# WORK TASK
What lines in the listing below hold the string "only"? Please copy them out.

[INFORMATION GIVEN]

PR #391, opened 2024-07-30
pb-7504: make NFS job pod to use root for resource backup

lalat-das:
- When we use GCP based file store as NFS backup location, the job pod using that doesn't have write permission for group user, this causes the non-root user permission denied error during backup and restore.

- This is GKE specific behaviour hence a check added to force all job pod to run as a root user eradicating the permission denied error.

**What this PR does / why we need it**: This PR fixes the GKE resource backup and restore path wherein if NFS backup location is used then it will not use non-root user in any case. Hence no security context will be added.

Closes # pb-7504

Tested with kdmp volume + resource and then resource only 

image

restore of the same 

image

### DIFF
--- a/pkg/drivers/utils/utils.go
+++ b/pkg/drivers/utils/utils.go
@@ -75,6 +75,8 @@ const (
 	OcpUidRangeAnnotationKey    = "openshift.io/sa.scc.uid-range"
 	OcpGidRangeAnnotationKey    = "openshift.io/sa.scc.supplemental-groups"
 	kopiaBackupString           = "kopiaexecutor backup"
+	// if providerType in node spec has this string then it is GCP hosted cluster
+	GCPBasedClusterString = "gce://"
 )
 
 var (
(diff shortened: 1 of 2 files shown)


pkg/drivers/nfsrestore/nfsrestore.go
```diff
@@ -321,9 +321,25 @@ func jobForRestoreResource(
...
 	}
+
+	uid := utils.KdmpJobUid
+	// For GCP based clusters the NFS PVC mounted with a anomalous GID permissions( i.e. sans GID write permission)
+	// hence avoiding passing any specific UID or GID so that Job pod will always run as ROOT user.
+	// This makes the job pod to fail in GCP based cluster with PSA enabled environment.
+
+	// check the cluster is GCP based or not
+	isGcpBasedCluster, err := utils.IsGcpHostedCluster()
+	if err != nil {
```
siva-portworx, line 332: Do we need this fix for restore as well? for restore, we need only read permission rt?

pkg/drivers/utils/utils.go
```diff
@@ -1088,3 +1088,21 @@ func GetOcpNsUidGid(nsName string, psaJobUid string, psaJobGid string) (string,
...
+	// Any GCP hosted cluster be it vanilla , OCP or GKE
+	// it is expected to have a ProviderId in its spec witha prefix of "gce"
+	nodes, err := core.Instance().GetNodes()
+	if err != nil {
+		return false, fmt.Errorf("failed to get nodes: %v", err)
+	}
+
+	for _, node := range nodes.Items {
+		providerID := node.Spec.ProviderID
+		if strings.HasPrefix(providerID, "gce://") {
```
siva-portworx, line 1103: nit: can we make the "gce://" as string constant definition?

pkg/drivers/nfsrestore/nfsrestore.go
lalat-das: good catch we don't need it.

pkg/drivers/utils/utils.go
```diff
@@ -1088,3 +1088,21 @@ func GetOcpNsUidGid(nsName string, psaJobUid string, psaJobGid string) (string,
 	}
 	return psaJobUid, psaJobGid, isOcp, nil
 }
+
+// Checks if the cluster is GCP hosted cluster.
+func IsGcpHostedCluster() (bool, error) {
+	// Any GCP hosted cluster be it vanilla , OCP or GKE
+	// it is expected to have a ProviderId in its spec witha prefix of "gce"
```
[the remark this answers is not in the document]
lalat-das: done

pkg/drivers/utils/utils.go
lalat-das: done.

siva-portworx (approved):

[/INFORMATION GIVEN]
[INFORMATION GIVEN]

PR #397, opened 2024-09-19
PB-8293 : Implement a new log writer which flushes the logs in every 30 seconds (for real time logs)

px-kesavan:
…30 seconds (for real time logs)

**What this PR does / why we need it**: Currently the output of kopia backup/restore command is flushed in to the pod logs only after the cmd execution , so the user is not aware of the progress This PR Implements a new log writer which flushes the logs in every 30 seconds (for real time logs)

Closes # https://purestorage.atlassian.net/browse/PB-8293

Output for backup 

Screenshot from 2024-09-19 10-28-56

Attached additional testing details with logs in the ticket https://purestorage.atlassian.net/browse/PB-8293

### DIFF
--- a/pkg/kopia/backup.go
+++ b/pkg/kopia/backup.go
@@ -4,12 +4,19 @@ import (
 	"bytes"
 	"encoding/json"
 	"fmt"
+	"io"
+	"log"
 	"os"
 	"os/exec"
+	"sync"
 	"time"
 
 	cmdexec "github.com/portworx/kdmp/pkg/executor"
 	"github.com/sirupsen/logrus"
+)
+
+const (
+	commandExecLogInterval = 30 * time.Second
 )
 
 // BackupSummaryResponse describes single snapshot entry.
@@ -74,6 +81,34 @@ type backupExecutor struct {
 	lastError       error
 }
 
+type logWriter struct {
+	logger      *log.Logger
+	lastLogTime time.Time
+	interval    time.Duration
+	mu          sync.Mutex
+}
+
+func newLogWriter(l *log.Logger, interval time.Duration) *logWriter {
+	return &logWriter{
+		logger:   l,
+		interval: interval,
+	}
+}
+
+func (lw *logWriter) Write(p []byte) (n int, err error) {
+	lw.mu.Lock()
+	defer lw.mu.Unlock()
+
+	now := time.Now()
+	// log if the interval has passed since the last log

[/INFORMATION GIVEN]

# WRITTEN ANSWER
Tested with kdmp volume + resource and then resource only 
siva-portworx, line 332: Do we need this fix for restore as well? for restore, we need only read permission rt?
**What this PR does / why we need it**: Currently the output of kopia backup/restore command is flushed in to the pod logs only after the cmd execution , so the user is not aware of the progress This PR Implements a new log writer which flushes the logs in every 30 seconds (for real time logs)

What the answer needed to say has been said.